If I read it correctly there's only 1 year warranty on Auzentech's products. And that's pretty short in my opinion. Anyway, Auzentech can provide "Out of Warranty Replacement", and can give you discount on a replacement soundcard. Read more details here: http://www.auzentech.com/site/support/return_policy.php


----------



## Arctucas (Jun 23, 2012)

My Forte completely died in lees than two weeks. Fortunately, I was able to receive a cash refund from Microcenter.

I bought a Meridian 2G as a replacement.

My complaint against Auzen is apparently they have no-one to respond to tickets submitted through their website. I have an open ticket that I submitted May 11, 2012 that, as of today,  June 23, 2012, still has not been replied to.

Something to consider if you purchase an Auzen product.


----------



## The Von Matrices (Jun 24, 2012)

Thanks for the help.  I'm going to contact them and (hopefully) they will respond with a price for an out of warranty replacement.  I'll do that if it's not more than $40, but any more than that and I think I will just wait to see more about the Xonar Phoebus and hopefully cheaper derivative cards.


----------



## Octopuss (Jun 24, 2012)

Throw that piece of shit away. I still have mine, RMA'd 2 times, and it still doesn't work for shit (or well enough; the distorted sound is gone, but I need to restart windows audio service 666 times a day because of other problem).


----------



## The Von Matrices (Jun 25, 2012)

I had an interesting thought last night.  Since all the channels are messed up, I doubt the DACs or the OPAMPs are the problem, which leads me to believe the main processing chip is the issue.  It runs really hot and is always getting power cycled, which makes me think that solder cracking could be an issue.  If the RMA is too expensive, does anyone know if baking the card is worth a shot?


----------



## SnoopKatt (Jun 25, 2012)

Like a solder reflow? If it works, you might get a few more weeks out of it. After that, it's a bit of a crapshoot. Since it's already broken, give it a go!


----------



## eidairaman1 (Jun 25, 2012)

Simple solution, get another audio card or use the onboard audio of the motherboard.

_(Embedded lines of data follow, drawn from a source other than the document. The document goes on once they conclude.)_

PR #6690, opened 2022-01-14
Update npm packeges in devDependencies

shu-mutou:
This PR updates dependencies for development that do not have breakable changes.


floreks:
We should not constantly be doing this manually. We do have a bot that should keep our dependencies up-to-date. The only time when we should intervene is:
- bulk update of related dependencies (i.e. angular)
- breaking change update where bot created a PR but it fails or requires manual changes in the codebase
- removal of unused dependencies

If the bot is not creating PRs then we should fix the bot configuration.

shu-mutou:
I found that dependabot is stopping to post PR for dashboard, because it does not support nodejs 16 and npm 8. :disappointed: 
So until following PR merged on dependabot, we need to update manually.
https://github.com/dependabot/dependabot-core/pull/4531

floreks:
Are you aware of how exactly is the bot checking which npm version is being used on the repo? We do not have an explicit version in the `package.json` anymore. I see that there is something in the lock file, but potentially we could change it to 7.X and this should allow bot to work maybe?

```json
      "engines": {
        "node": ">=16.13.0 <17",
        "npm": ">=8.1.0 <9"
      }
```

v8 should be mostly backward compatible so maybe it would work.

shu-mutou:
bot doesn't support lockfile v3 actually.

shu-mutou:
we can find errors of dependabot in following page:
https://github.com/kubernetes/dashboard/network/updates/258146930

floreks:
So it indeed take the `engine` from our `package.json`. Maybe we could enable npm v7, for now, to allow the bot to work.

shu-mutou:
I will try to change `engine` in `package.json` in the other PR.
But dependabot have stopped already several weeks, I want to update dashboard's dependency once right now.

PR #6699, opened 2022-01-24
Support npm v7 and nodejs v14 for backward compatibility.

shu-mutou:
This backward compatibility is for dependabot.
Dashboard may not work in nodejs v14.


shu-mutou:
Dependabot revived!! Thanks!!

PR #6734, opened 2022-01-27
Fix logs autorefresh

### LINKED ISSUE #6701: Auto-Refresh (every 5 s.) checkbox gets out of sync with backend state of the checkbox on same tab navigation
##### Environment
```
Installation method: `kubectl apply -f recommended.yaml`, with a locally cached copy of 2.0.5
Kubernetes version: v1.19.13-eks-8df270
Dashboard version (v1.x is not supported. Use v2.0 or later.): Dashboard v2.0.5+0.g8b89a1c7b
Operating system: linux, amd64
Node.js version ('node --version' output): ?? difficult to look up on EKS
Go version ('go version' output): ?? difficult to look up on EKS
```
Browser: Chrome 96.0

##### Steps to reproduce
1. Open a log for a pod, mark it to auto-refresh.
2. Leave the page navigating thru the bread crumbs, and come back to a log view for the pod or a different pod.
3. The checkbox for auto-refresh for the log is checked, but it is not refreshing.
4. Unchecking the checkbox causes it to start auto-refreshing.

Note that pressing refresh on the page clears the checkbox or opening k8s dashboard in a new tab clears the checkbox.

##### Observed result
The checkbox for auto-refresh is sticky for the browser (remains checked or remains unchecked while navigating to and from logs), but the setting doesn't get turned on for the page until it is clicked, regardless of the checkbox state before getting clicked.

##### Expected result
The setting is sticky, and when looking at a new or returning to a previously viewed log, it auto-refreshes the log according to the browser checkbox state for the setting.

##### Comments
My coworker pointed this out to me, and said he has seen this going on for the past year or two with k8s dashboard.
I looked for other issues mentioning this or commits about it, but I didn't see any.

floreks:
Fixes #6701

It does not introduce any kind of keeping logs settings after page refresh. During the view load, the autorefresh option was not checked. Right now it will check if it is set to true and start the refresh interval.

### DIFF
--- a/src/app/frontend/logs/component.ts
+++ b/src/app/frontend/logs/component.ts
@@ -17,13 +17,13 @@ import {Component, ElementRef, OnDestroy, ViewChild} from '@angular/core';
 import {MatDialog} from '@angular/material/dialog';
 import {ActivatedRoute, Router} from '@angular/router';
 import {LogControl, LogDetails, LogLine, LogSelection, LogSources} from '@api/root.api';
+
+import {LogsDownloadDialog} from '@common/dialogs/download/dialog';
 import {GlobalSettingsService} from 'common/services/global/globalsettings';
 import {LogService} from 'common/services/global/logs';
 import {NotificationSeverity, NotificationsService} from 'common/services/global/notifications';
 import {merge, Observable, of, Subject, timer} from 'rxjs';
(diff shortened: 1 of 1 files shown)


peteristhegreat:
Fantastic!  Thanks @floreks for the fix.  I really appreciate it.

PR #6741, opened 2022-01-30
Display more logs in the dashboard UI #6700

### LINKED ISSUE #6700: Display more logs in the dashboard UI
I noticed that only very few logs are displayed when i check the logs of a pod. The amount of logs displayed is very disappointing to me. it is approximately .... 50 lines?
Why not add a possibility to configure the amount of logs that are displayed in the UI? Or the possibility to select a time interval and set some default, like last 2 hours or something?
 
##### Why is this needed
If an exception occurs, it messes it all up and the log view in the dashboard UI is pretty much useless then. To see whats going on i would have to download the log file or use a shell and take a look with `kubectl`. Downloading lots of files is not really a desirable state imo, when you could just display more logs. Why not, i guess?
The same happens when i just want to check what happened, for example, a day ago.

glendsoza:
This PR tries to add a feature to configure the number of lines of logs being displayed in the view 

Fixes  #6700

### DIFF
--- a/src/app/frontend/logs/template.html
+++ b/src/app/frontend/logs/template.html
@@ -153,4 +153,22 @@ limitations under the License.
     <mat-icon>{{logService.getPrevious() ? 'check_box' : 'check_box_outline_blank'}}</mat-icon>
     <span i18n>Show previous logs</span>
   </button>
+  <div mat-menu-item
+       fxLayout="row"
+       fxLayoutAlign="start center"
+       fxLayoutGap="8px"
+       fxFlex="100"
+       (click)="$event.stopPropagation()">
+    <span i18n>Show Last</span>
+    <mat-form-field [style.width.%]="25">
+      <mat-select [(ngModel)]="logsPerView"
+                  (selectionChange)="setLogsPerView($event.value)">
+        <mat-option *ngFor="let logs of getLogsPerViewConfig()"
+                    [value]="logs">
+          {{logs}}
+        </mat-option>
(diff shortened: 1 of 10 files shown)


src/app/frontend/logs/template.html
```diff
@@ -153,4 +153,22 @@
...
+    <mat-form-field [style.width.%]="25">
+      <mat-select [(ngModel)]="logsPerView"
+                  (selectionChange)="setLogsPerView($event.value)">
+        <mat-option *ngFor="let logs of getLogsPerViewConfig()"
+                    [value]="logs">
+          {{logs}}
+        </mat-option>
+      </mat-select>
+    </mat-form-field>
+    <span i18n>Logs</span>
```
shu-mutou, line 172: To translate these words as one sentence, these `i18n` attribute should not be set in each `span` tags.
Could you move these `i18n` attribute to parent tag?

shu-mutou:
Also, please sign CLA. Thanks!

floreks:
I think I'd rather have it configurable through the general settings to allow persisting it across sessions. I will also have some comments regarding the code itself, but right now I don't have time for the proper review. Will do it later this week.

adamency:
Hey @floreks, what about this PR ? Logs are very much a priority for observability of the cluster and kubernetes-dashboard is a central piece of software to a significant proportion of clusters. It would greatly empower the community to be able to actually acess pod logs, instead of simply previewing them. Please consider adding the feature.

PR #6831, opened 2022-02-18
Bump k8s modules to 0.24.4

shu-mutou:
Also, remove `go get vendor` from `postinstall`.
Because the existence of `vendor` directory causes error
on `make fix-codegen` when update codegen version.


maciaszczykm:
/lgtm

Nice!

PR #6840, opened 2022-02-23
Fix bug in multiple removal from crd versions list

shixuyue:
If there are multiple served = false in the crd versions list, the original logic will break since the it will result in out of bond error.

Using the basic for loop to check if the Served field is false, if so, remove it from the version list, and shrink the size of list by 1 to avoid out of bond error.

### DIFF
--- a/src/app/backend/resource/customresourcedefinition/v1/common.go
+++ b/src/app/backend/resource/customresourcedefinition/v1/common.go
@@ -122,18 +122,14 @@ func isServed(crd apiextensions.CustomResourceDefinition) bool {
 }
 
 func removeNonServedVersions(crd apiextensions.CustomResourceDefinition) apiextensions.CustomResourceDefinition {
-	versions := append(crd.Spec.Versions)
-	if len(versions) == 1 && !versions[0].Served {
-		versions = make([]apiextensions.CustomResourceDefinitionVersion, 0)
-	} else {
-		for i := 0; i < len(versions); i++ {
-			if !versions[i].Served {
-				versions = append(versions[:i], versions[i+1:]...)
-				i--
-			}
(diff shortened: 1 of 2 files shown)


src/app/backend/resource/customresourcedefinition/v1/common.go
```diff
@@ -123,17 +123,17 @@ func isServed(crd apiextensions.CustomResourceDefinition) bool {
...
 	versions := append(crd.Spec.Versions)
-	for i, version := range crd.Spec.Versions {
-		if len(versions) == 1 && !version.Served {
-			versions = make([]apiextensions.CustomResourceDefinitionVersion, 0)
-			break
-		}
-
-		if !version.Served {
-			versions = append(versions[:i], versions[i+1:]...)
+	if len(versions) == 1 && !versions[0].Served {
```
floreks, line 126: Honestly, I am not sure why I have complicated it so much. Let's simply reverse the logic here and start with an empty array and add only served versions. Thanks for reporting this!
 
```go
	versions := make([]apiextensions.CustomResourceDefinitionVersion, 0)

	for _, version := range crd.Spec.Versions {
		if version.Served {
			versions = append(versions, version)
		}
	}

	crd.Spec.Versions = versions
	return crd
```

floreks:
Fixes #6632

src/app/backend/resource/customresourcedefinition/v1/common.go
shixuyue: yep, that would work just fine. This is actually my first thought of fix, but I thought you may have some other considerations to use an in-place like removal logic. Then I followed your pattern. 😆

PR #6852, opened 2022-02-24
Add untrim pipe to allow string indent in templates

### LINKED ISSUE #6696: text is missing identation in the log view after upgrade to 2.4.0
##### Environment

```
Installation method: alternative.yaml
Kubernetes version: 1.21.8
Dashboard version (v1.x is not supported. Use v2.0 or later.): 2.4.0
Operating system: Rocky Linux 8.5
```

##### Steps to reproduce

1. Install or upgrade to 2.4.0.
2. Go to any of the applications which log data with spaces before text, like structured JSON array output.

##### Observed result

Log text is completely left aligned and missing indentation.

##### Expected result

The log text should be idented.

##### Comments

I have confirmed that log text spaces actually exist in HTML code, it's probably an issue in CSS which messes alignment.

floreks:
Preview of the logs from the test yaml provided in #6696

Fixes #6696

### DIFF
--- a/src/app/frontend/common/pipes/module.ts
+++ b/src/app/frontend/common/pipes/module.ts
@@ -15,6 +15,7 @@
 import {DecimalPipe} from '@angular/common';
 import {NgModule} from '@angular/core';
 import {FilterByPipe} from '@common/pipes/filterby';
+import {UntrimPipe} from '@common/pipes/untrim';
 
 import {CommaSeparatedPipe} from './commaseparated';
 import {CoreFormatter} from './coreformatter';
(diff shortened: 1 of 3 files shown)


shu-mutou:
/lgtm
It works perfectly!

ViliusS:
I don't have an environment to test this at the moment, but won't this break large line wrapping in the log?

I don't think that it is a good idea to modify the log content in such way. There could be also issues with copying and pasting to various text editors.

floreks:
The character with code `160` is basically a `&nbsp;` character that is normally used by the browser to display leading/trailing spaces. In general, there is no issue with the line break and wrapping of the text.

PR #6868, opened 2022-03-02
Use Monaco Editor 

maciaszczykm:


angular.json
```diff
@@ -94,8 +93,7 @@
             "scripts": [
               "node_modules/sockjs-client/dist/sockjs.min.js",
               "node_modules/systemjs/dist/s.js",
-              "node_modules/systemjs/dist/extras/named-register.js",
-              "node_modules/systemjs/dist/extras/amd.js"
```
maciaszczykm, line 98: It needs to be checked if we can replace/remove it. It is used in the plugin system but it prevents us from using the ngx-monaco-editor module.

PR #6873, opened 2022-03-06
Deploy dashboard using docker out of K8s cluster.

qlijin:
As title, let people deploy dashboard using docker out of K8s cluster. Everyone can execute it very fast in this way even they are not familiar with K8s.


floreks:
To be honest this is not something we want to support nor recommend in any way to users. You are free to do it on your own.

/close

PR #8582, opened 2023-12-30
Misguide the timezone for logs

Milanc35:
Currently, pod start time and end time are showing in local (browser/system) timezone,
This word misguide the time in UTC. So, I propose to remove UTC word. 
Please verify and merge pull


Milanc35:
lgtm

Issue #7633, opened 2023-02-26
CRD does not show the output like kubectl


anannaya:
### What happened?

We use flinkApplication operator , which shows the output status using kubectl like this 
`
k get flinkApplication -A
NAMESPACE        NAME                                           PHASE           CLUSTER HEALTH   JOB HEALTH   JOB RESTARTS   AGE
agentproc        agent-snapshot-metrics                         Running         Green            Green        2              4d10h
agentproc        agent-statistics-metric-processor              Running         Green            Green        1              11d
agentproc        agent-summary-processor                        Running         Green            Green        1              4d10h
agentproc        site-snapshot-metrics                          Running         Green            Green        2              4d10h
agentproc        team-snapshot-metrics                          Running         Yellow           Yellow       4              430d
agentproc        usage-metric-processor                         Running         Green            Green        2              73d
agentstorage     raw-data-agent-storage-agent-activity          Running         Green            Green        3              4d10h
agentstorage     raw-data-agent-storage-agent-error             Running         Yellow           Yellow       11             533d
agentstorage     raw-data-agent-storage-agent-event             Running         Yellow           Yellow       11             533d
agentstorage     raw-data-agent-storage-agent-statistics        Running         Yellow           Yellow       11             533d
agentstorage     refined-data-agent-storage-agent-state         Running         Green            Green        1              21d
billing          agent-pstn-snapshot-metrics                                                                                 2d12h
`

But in a kubernetes dashboad does not shows these information , Is there any way to customize in UI?
<img width="1696" alt="image" src="https://user-images.githubusercontent.com/19487932/221398115-e449f601-d25f-46d7-80c9-91571aa6beaa.png">

### What did you expect to happen?

Does not show the proper output in UI,

### How can we reproduce it (as minimally and precisely as possible)?

Any CRD can be tested .

### Kubernetes Dashboard version

v2.7.0

### Kubernetes version

1.23

floreks:
This is unfortunately not supported right now. We do not have any logic to read custom print columns as described in the k8s docs. It would be an enhancement.

https://kubernetes.io/docs/tasks/extend-kubernetes/custom-resources/custom-resource-definitions/#additional-printer-columns

anannaya:
@floreks  Thanks for responding .

ashutosh887:
@floreks I would like to work on this

anannaya:
@ashutosh887 i can test and confirm.once the changes are ready

RafikFarhad:
[...]

PR #8583, opened 2023-12-31
Additional printer columns for crd

RafikFarhad:
Closes: #7633

Hello,
This is my first PR. Help me find where I need to write tests for this addition.

------
The CRD objects are shown with `additionalPrinterColumns`.

image

### DIFF
--- a/modules/api/pkg/resource/customresourcedefinition/types/types.go
+++ b/modules/api/pkg/resource/customresourcedefinition/types/types.go
@@ -18,6 +18,7 @@ import (
 	"encoding/json"
 
 	metav1 "k8s.io/apimachinery/pkg/apis/meta/v1"
+	"k8s.io/apimachinery/pkg/apis/meta/v1/unstructured"
 
 	"k8s.io/apiextensions-apiserver/pkg/apis/apiextensions"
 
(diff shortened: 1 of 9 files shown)


maciaszczykm (commented):
Good idea. Looks good to me. We would need to test it.

@floreks Any thoughts?

RafikFarhad:
@maciaszczykm I have attempted to write a test, but I am blocked. Can you please suggest some guidelines here?

modules/api/pkg/resource/customresourcedefinition/v1/detail_test.go
```diff
@@ -0,0 +1,187 @@
+// Copyright 2017 The Kubernetes Authors.
```
Jont828, line 1:
```suggestion
// Copyright 2023 The Kubernetes Authors.
```

modules/api/pkg/resource/customresourcedefinition/types/types.go
```diff
@@ -59,31 +59,48 @@ type CustomResourceDefinitionDetail struct {
 	Errors []error `json:"errors"`
 }
 
+type AdditionalPrinterColumn struct {
+	Name     string `json:"name"`
+	Type     string `json:"type,omitempty"`
+	Priority int32  `json:"priority,omitempty"`
+	JSONPath string `json:"jsonPath"`
```
Jont828, line 66: Maybe we can add a description field as shown [here](https://kubernetes.io/docs/tasks/extend-kubernetes/custom-resources/custom-resource-definitions/#additional-printer-columns) that can pop up when you hover over the column name?

PR #8613, opened 2024-01-11
[helm] add if for ingressClassName

### LINKED ISSUE #8593: [helm] cannot use default ingressClass

using default ingressClass by default

### Why is this needed?

`internal-nginx` is not always the default `IngressClassName`.
```
ingressClassName: internal-nginx
```

similar issue: https://github.com/prometheus-community/helm-charts/issues/3823

jmnote:
- fixes #8593

using default ingressClass by default.

AS-IS
```
$ helm template . --set app.ingress.ingressClassName=hello | grep ingressClassName:
  ingressClassName: hello
$ helm template . --set app.ingress.ingressClassName="" | grep ingressClassName:
  ingressClassName: 
$ helm template . | grep ingressClassName:
  ingressClassName: internal-nginx
$
```

TO-BE
```
$ helm template . --set app.ingress.ingressClassName=hello | grep ingressClassName:
  ingressClassName: hello
$ helm template . --set app.ingress.ingressClassName="" | grep ingressClassName:
$ helm template . | grep ingressClassName:
$
```

If ingressClassName is not specified, the ingressClassName block is omitted. This allows us to use the cluster's default IngressClass.

similar case(helm chart):
https://github.com/prometheus-community/helm-charts/blob/alertmanager-1.7.0/charts/alertmanager/templates/ingress.yaml#L16-L18

k8s docs:
https://kubernetes.io/docs/concepts/services-networking/ingress/#default-ingress-class

### DIFF
--- a/charts/helm-chart/kubernetes-dashboard/values.yaml
+++ b/charts/helm-chart/kubernetes-dashboard/values.yaml
@@ -85,7 +85,7 @@ app:
     # https://localhost:8443
     - localhost
     # - kubernetes.dashboard.domain.com
-    ingressClassName: internal-nginx
+    ingressClassName: ""
     pathType: ImplementationSpecific
     secretName: kubernetes-dashboard-certs
     issuer:
--- a/charts/helm-chart/kubernetes-dashboard/templates/networking/ingress.yaml
+++ b/charts/helm-chart/kubernetes-dashboard/templates/networking/ingress.yaml
@@ -40,7 +40,9 @@ metadata:
     {{- end }}
   name: {{ template "kubernetes-dashboard.name" . }}
 spec:
+  {{- if .Values.app.ingress.ingressClassName }}
   ingressClassName: {{ .Values.app.ingress.ingressClassName }}
+  {{- end }}
   {{- if .Values.app.ingress.hosts }}
   tls:
     - hosts:


charts/helm-chart/kubernetes-dashboard/values.yaml
```diff
@@ -85,7 +85,7 @@ app:
     # https://localhost:8443
     - localhost
     # - kubernetes.dashboard.domain.com
-    ingressClassName: internal-nginx
+    ingressClassName: ""
```
maciaszczykm, line 88: If `ingressClassName` is ommited, , a [default Ingress class](https://kubernetes.io/docs/concepts/services-networking/ingress/#default-ingress-class) should be defined.

jmnote: I confirmed that it can be applied normally even if the value of `ingressClassName:` is omitted in the YAML file as follows.

```
kind: Ingress
metadata:
  name: example
spec:
  ingressClassName:
  rules:
    - host: example.com
      http:
        paths:
          - pathType: ImplementationSpecific
            backend:
              service:
                name: release-name-kubernetes-dashboard-web
                port:
                  name: web
```

But I've rarely seen values left blank in Kubernetes manifest or Helm Chart values yamls.

floreks:
It will be covered by #8735 in [here](https://github.com/kubernetes/dashboard/pull/8735/files#diff-1b4f557f3d3e21667c87094d3b32902a21950212cee66094ecd940ff4061a20bR92).

/close

PR #8766, opened 2024-03-08
feat(api): add full proxy mode to api module

floreks:
Ensure that there are no in-cluster client calls when running in proxy mode.


maciaszczykm (approved):
/lgtm

Issue #8767, opened 2024-03-09
unable to login with "kubectl proxy" way


gergokee:
### What happened?

im trying to use the kubectl proxy method of logging in through the url below, but after login i receive **Invalid credentials provided**
http://localhost:8443/api/v1/namespaces/kube-system/services/https:kubernetes-dashboard-kong-proxy:443/proxy/

### What did you expect to happen?

I expected to be able to login.

### How can we reproduce it (as minimally and precisely as possible)?

`kubectl proxy -p=8443`
and then try:
`http://localhost:8443/api/v1/namespaces/kube-system/services/https:kubernetes-dashboard-kong-proxy:443/proxy/`

### Anything else we need to know?
The "port-forward" way is working fine, but if this is not an "out-of-the box" supported way of login anymore, is there a way to still enable it ?

### What browsers are you seeing the problem on?

Chrome

### Kubernetes Dashboard version

7.1.1

### Kubernetes version

1.28

floreks:
That is most likely an issue with how kubectl proxy handles headers passthrough. 

I will check to confirm, but I remember this being an issue in the past.

floreks:
Ye, that seems to be exactly the case: https://github.com/kubernetes/kubernetes/issues/38775

kubectl proxy strips authorization header from the request and we are no longer using custom JWE token for auth. We are now using standard JWT token and standard authorization bearer token header.

There is nothing we can do about that. It is just how kubectl proxy works.

/close

gergokee:
@floreks how about:
https://github.com/kubernetes/dashboard/pull/8768

i've seen this solution in for example https://github.com/kubesphere/kubesphere

PR #8768, opened 2024-03-10
Fix kubectl stripping auth header

gergokee:
Fixes https://github.com/kubernetes/dashboard/issues/8767


floreks:
I wouldn't want to use workarounds only to support kubectl proxy. This is intended behavior as described here https://github.com/kubernetes/kubernetes/issues/38775#issuecomment-277915961. There are many different ways Dashboard can be exposed and accessed.

Using port-forward, service nodeport/loadbalancer, ingress will work. I don't see any benefits here and potentially it could be a security vulnerability as described in the linked issue.

PR #8770, opened 2024-03-11
fix(ingress): use web as backend when kong is not enabled

sjoukedv:
It's possible to disable the kong proxy, but the ingress backend is hardcoded to the kong proxy


sjoukedv:
@desaintmartin do you have time for a quick review?

shu-mutou:
@sjoukedv we fixed ci, so could you rebase to current master branch?

sjoukedv:
> @sjoukedv we fixed ci, so could you rebase to current master branch?

@shu-mutou done, don't know where the invalid commit messages are coming from. I can create an entire new branch if it doesn't work with this one.

floreks:
I think it would be best if you apply your changes to the latest master and create a new branch.

sjoukedv:
Closed in favor of https://github.com/kubernetes/dashboard/pull/8853

PR #8827, opened 2024-03-23
ci: Fix CodeQL check and ignore codecov token error

shu-mutou:
As of now, we need to manually setup golang for 1.22.
https://github.com/github/codeql/issues/15647#issuecomment-2003768106

Also, ignore Codecov token not found error.
PR from dependabot causes an error, so comment this out until the problem is resolved.
See https://github.com/codecov/codecov-action/issues/1274

### DIFF
--- a/.github/workflows/ci.yml
+++ b/.github/workflows/ci.yml
@@ -136,7 +136,9 @@ jobs:
       - uses: codecov/codecov-action@v4.1.0
         with:
           directory: ./.tmp
-          fail_ci_if_error: true
+          #fail_ci_if_error: true
+          # PR from dependabot causes an error, so comment this out until the problem is resolved.
+          # See https://github.com/codecov/codecov-action/issues/1274
           token: ${{ secrets.CODECOV_TOKEN }}
 
 # TODO: needs to be fixed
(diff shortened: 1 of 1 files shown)


shu-mutou:
/retitle ci: Fix CodeQL check and ignore codecov token error

.github/workflows/ci.yml
```diff
@@ -132,7 +136,9 @@ jobs:
       - uses: codecov/codecov-action@v4.1.0
         with:
           directory: ./.tmp
-          fail_ci_if_error: true
+          #fail_ci_if_error: true
+          # PR from dependabot causes an error, so comment this out until the problem is resolved.
+          # See https://github.com/codecov/codecov-action/issues/1274
```
maciaszczykm, line 141: Let's remove it completely. `fail_ci_if_error` defaults to false and we should keep it that way. Having reports uploaded each time is not that important.

maciaszczykm:
@shu-mutou Let's change this one little thing and it's good to merge.

shu-mutou:
@maciaszczykm PTAL again, thanks!

maciaszczykm (approved):
/lgtm

Issue #8820, opened 2024-03-20
Unable to login after update to chart 7.1.2


vittoriocanilli:
### What happened?

On my AKS cluster the authentication for the dashboard is managed with OAuth2 proxy and an Azure app. It worked correct till the version `7.0.0-alpha1` of the dashboard's Helm chart.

If you dont exactly know what is causing the issue on the board itself and most components use a SMD setup anymore- ud be wasting more time trying to figure out what component is causing the issue and also shotgunning parts at it than just going out and getting another card or using the motherboard audio.

any Component in a PC is called a FRU


----------



## The Von Matrices (Jun 25, 2012)

eidairaman1 said:


> Simple solution, get another audio card or use the onboard audio of the motherboard.
> 
> If you dont exactly know what is causing the issue on the board itself and most components use a SMD setup anymore- ud be wasting more time trying to figure out what component is causing the issue and also shotgunning parts at it than just going out and getting another card or using the motherboard audio.
> 
> any Component in a PC is called a FRU



Well, onboard audio is crap as far as SNR and 2 channel to 5.1 expansion is concerned, and a new card as a replacement is $100-$200, so I am looking to save money if I can.


----------



## eidairaman1 (Jun 25, 2012)

The Von Matrices said:


> Well, onboard audio is crap as far as SNR and 2 channel to 5.1 expansion is concerned, and a new card as a replacement is $100-$200, so I am looking to save money if I can.



im telling u if you cant find what is causing the issue on that card exactly ud be wasting money.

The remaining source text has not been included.